[Recorded data Boundary: Start]

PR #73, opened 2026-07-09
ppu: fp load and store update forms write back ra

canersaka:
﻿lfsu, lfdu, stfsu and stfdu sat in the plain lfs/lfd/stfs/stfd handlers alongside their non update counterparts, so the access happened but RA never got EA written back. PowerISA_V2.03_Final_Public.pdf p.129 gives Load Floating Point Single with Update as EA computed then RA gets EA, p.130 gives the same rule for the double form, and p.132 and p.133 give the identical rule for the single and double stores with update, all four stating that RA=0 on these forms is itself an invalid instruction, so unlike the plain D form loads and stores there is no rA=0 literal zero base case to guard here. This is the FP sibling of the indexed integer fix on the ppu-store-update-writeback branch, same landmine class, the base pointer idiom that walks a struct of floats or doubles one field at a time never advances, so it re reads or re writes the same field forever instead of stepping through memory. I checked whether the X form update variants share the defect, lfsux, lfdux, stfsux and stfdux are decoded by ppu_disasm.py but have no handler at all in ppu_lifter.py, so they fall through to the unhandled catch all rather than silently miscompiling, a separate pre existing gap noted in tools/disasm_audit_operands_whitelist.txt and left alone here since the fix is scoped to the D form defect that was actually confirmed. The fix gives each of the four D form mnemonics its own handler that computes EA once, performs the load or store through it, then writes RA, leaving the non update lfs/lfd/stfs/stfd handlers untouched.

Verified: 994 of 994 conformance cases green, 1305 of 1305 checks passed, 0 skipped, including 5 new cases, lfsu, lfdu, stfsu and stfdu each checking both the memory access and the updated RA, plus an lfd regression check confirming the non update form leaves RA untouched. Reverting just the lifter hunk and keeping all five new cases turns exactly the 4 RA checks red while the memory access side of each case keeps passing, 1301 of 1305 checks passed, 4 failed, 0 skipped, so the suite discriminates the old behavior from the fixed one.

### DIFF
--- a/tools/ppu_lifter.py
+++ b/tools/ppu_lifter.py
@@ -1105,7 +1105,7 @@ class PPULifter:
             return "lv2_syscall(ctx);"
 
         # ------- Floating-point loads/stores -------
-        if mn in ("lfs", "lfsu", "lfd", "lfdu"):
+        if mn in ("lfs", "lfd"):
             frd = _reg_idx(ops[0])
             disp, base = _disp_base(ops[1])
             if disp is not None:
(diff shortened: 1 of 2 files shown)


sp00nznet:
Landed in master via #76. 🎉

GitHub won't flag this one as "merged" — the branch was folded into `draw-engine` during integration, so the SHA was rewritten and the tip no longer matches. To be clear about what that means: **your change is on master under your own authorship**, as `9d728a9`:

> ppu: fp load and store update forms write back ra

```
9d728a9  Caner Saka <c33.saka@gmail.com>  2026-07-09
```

[Recorded data Boundary: End]
[Recorded data Boundary: Start]

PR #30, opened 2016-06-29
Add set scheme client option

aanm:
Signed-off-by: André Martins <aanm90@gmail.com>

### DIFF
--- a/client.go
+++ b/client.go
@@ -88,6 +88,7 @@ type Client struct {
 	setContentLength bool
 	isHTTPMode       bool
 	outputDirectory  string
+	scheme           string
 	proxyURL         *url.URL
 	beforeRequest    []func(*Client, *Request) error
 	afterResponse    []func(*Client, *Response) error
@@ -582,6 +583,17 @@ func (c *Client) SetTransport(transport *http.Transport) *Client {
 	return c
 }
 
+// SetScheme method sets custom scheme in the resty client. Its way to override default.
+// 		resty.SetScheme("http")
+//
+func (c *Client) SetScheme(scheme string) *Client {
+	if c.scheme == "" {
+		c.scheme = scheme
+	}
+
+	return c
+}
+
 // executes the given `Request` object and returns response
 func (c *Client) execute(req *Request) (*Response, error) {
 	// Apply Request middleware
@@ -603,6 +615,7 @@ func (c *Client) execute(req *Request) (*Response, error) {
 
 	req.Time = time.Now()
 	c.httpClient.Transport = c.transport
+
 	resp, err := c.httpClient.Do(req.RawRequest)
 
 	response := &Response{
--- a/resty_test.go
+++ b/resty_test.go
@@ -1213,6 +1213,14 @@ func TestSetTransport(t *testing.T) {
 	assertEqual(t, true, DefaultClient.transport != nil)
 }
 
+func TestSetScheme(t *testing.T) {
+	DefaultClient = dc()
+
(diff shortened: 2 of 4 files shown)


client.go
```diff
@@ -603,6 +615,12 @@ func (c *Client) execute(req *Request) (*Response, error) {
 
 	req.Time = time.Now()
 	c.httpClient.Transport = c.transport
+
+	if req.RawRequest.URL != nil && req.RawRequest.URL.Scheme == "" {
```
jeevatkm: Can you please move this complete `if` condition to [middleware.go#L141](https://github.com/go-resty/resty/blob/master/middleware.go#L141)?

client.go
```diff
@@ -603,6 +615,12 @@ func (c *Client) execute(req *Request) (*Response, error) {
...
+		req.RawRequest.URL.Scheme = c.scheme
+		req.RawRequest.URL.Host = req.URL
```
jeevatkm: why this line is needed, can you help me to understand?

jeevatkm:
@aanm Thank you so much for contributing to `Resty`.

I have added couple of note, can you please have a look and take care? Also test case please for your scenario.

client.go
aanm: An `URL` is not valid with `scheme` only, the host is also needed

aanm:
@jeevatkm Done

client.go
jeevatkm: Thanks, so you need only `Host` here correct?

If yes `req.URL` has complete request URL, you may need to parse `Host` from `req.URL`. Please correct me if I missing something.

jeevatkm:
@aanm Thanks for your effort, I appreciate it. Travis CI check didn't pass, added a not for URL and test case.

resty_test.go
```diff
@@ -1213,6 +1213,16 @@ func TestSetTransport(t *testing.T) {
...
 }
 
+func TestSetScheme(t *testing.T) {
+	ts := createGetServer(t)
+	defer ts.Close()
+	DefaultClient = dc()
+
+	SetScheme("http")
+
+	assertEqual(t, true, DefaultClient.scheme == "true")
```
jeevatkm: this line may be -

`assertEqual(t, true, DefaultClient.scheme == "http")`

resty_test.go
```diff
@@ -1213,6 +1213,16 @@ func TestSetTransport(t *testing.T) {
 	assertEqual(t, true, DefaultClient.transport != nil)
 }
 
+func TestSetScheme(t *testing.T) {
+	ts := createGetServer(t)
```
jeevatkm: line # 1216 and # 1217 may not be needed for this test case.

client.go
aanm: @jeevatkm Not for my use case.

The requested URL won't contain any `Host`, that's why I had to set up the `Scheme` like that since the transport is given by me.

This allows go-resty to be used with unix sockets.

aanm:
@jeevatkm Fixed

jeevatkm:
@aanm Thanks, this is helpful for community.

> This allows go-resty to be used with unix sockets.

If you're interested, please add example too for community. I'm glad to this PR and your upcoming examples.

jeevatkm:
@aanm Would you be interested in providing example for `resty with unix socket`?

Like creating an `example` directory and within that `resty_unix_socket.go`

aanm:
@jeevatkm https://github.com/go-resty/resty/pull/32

[Recorded data Boundary: End]

Required action :: Those lines above that contain the string "access" should be returned.

Response area ::
﻿lfsu, lfdu, stfsu and stfdu sat in the plain lfs/lfd/stfs/stfd handlers alongside their non update counterparts, so the access happened but RA never got EA written back. PowerISA_V2.03_Final_Public.pdf p.129 gives Load Floating Point Single with Update as EA computed then RA gets EA, p.130 gives the same rule for the double form, and p.132 and p.133 give the identical rule for the single and double stores with update, all four stating that RA=0 on these forms is itself an invalid instruction, so unlike the plain D form loads and stores there is no rA=0 literal zero base case to guard here. This is the FP sibling of the indexed integer fix on the ppu-store-update-writeback branch, same landmine class, the base pointer idiom that walks a struct of floats or doubles one field at a time never advances, so it re reads or re writes the same field forever instead of stepping through memory. I checked whether the X form update variants share the defect, lfsux, lfdux, stfsux and stfdux are decoded by ppu_disasm.py but have no handler at all in ppu_lifter.py, so they fall through to the unhandled catch all rather than silently miscompiling, a separate pre existing gap noted in tools/disasm_audit_operands_whitelist.txt and left alone here since the fix is scoped to the D form defect that was actually confirmed. The fix gives each of the four D form mnemonics its own handler that computes EA once, performs the load or store through it, then writes RA, leaving the non update lfs/lfd/stfs/stfd handlers untouched.
Verified: 994 of 994 conformance cases green, 1305 of 1305 checks passed, 0 skipped, including 5 new cases, lfsu, lfdu, stfsu and stfdu each checking both the memory access and the updated RA, plus an lfd regression check confirming the non update form leaves RA untouched. Reverting just the lifter hunk and keeping all five new cases turns exactly the 4 RA checks red while the memory access side of each case keeps passing, 1301 of 1305 checks passed, 4 failed, 0 skipped, so the suite discriminates the old behavior from the fixed one.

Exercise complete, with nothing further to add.